_Directions:_ From the entries that follow, work out how many lines contain "warning". Write the number only.

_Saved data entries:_

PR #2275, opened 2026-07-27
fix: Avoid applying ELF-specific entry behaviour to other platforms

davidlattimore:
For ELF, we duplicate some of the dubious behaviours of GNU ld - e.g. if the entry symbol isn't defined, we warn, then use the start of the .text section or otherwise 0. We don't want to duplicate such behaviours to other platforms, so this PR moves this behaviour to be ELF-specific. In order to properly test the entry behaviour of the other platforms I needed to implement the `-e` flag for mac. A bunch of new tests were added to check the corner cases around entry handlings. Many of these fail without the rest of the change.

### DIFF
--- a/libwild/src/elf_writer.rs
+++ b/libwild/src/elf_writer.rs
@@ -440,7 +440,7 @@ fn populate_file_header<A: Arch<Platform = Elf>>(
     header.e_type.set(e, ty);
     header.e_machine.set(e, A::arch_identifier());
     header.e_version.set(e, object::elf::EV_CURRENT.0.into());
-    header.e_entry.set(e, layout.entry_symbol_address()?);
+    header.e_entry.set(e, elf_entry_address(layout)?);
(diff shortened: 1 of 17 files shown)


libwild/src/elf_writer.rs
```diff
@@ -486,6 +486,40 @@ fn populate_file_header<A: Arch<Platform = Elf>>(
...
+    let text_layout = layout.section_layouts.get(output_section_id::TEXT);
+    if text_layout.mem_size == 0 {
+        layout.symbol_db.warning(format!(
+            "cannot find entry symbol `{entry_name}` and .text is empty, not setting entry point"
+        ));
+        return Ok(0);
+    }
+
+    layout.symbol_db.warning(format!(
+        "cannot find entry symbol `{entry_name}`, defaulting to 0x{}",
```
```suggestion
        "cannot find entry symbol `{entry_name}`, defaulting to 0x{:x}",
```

_Answer box:_ 2